# Betta Pumpkin lol



## Creat (Dec 6, 2010)

self explanatory I had to fight my unripe pumpkin today 
sorry for the bluryness but i thought you guys would appreciate the idea


----------



## vilmarisv (Apr 17, 2010)

That's amazing!!!


----------



## BeautifulBetta123 (Aug 27, 2012)

Sweet I am carving a betta pumpkin too!


----------



## BettaQi (Jul 26, 2012)

Woot!


----------



## dramaqueen (Jul 7, 2008)

Cool idea!


----------



## megaredize (May 21, 2012)

that is awesome! good job!


----------



## Creat (Dec 6, 2010)

Ha ha thanks everyone lol it looks so out of place with the other decorations but I love it XD


----------



## Destinystar (May 26, 2012)

Wow great job looks awesome love it !!!!


----------



## rubinthebetta (Oct 9, 2012)

Awesome job!
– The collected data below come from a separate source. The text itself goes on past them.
PR #858, opened 2019-07-28
fix resize bug.

pokiiio:
Resized images were not used.

### DIFF
--- a/bindings/python/samples/image-viewer.py
+++ b/bindings/python/samples/image-viewer.py
@@ -22,7 +22,7 @@ options.hardware_mapping = 'regular'  # If you have an Adafruit HAT: 'adafruit-h
 matrix = RGBMatrix(options = options)
 
 # Make image fit our screen.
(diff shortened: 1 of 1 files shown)


hzeller:
mmh, what do you try to fix ? The thumbnail() should do exactly what we want, as it keeps the aspect ratio but makes it fit inside the given size.
If you use resize(), you'll force the image to be in the aspect ratio the matrix is, which typically means it will be distorted.

pokiiio:
Oh, you are right.
But if we use a smaller image than matrix, thumbnail() will not expand it. (and I often use the smaller images...) So I changed the code.

Ideally, the code should change resize() and thumbnail() dynamically depending on the image and the matrix sizes. However, in major use case, bigger images will be used.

I might try it sometime.....


----------



## teeneythebetta (Apr 29, 2012)

That is so cool!

You should enter it in the photo contest!


----------



## rubinthebetta (Oct 9, 2012)

I just got a pumpkin....now off to carve a fish in it! lol :blueyay: :redyay:


----------



## Creat (Dec 6, 2010)

There is a photo contest ?! 

And yay more fish pumpinks lol


----------



## Tikibirds (May 26, 2011)

NICE! mine ended up looking like a Pig from angry birds :-?


----------



## Sena Hansler (Aug 24, 2011)

Nicely done! =D 

Tikibirds LOL!!


----------



## xShainax (Feb 11, 2012)

Adorable.


----------



## Creat (Dec 6, 2010)

Tikibirds you make me laugh I was seriously worried about having that happen to mine lol.


----------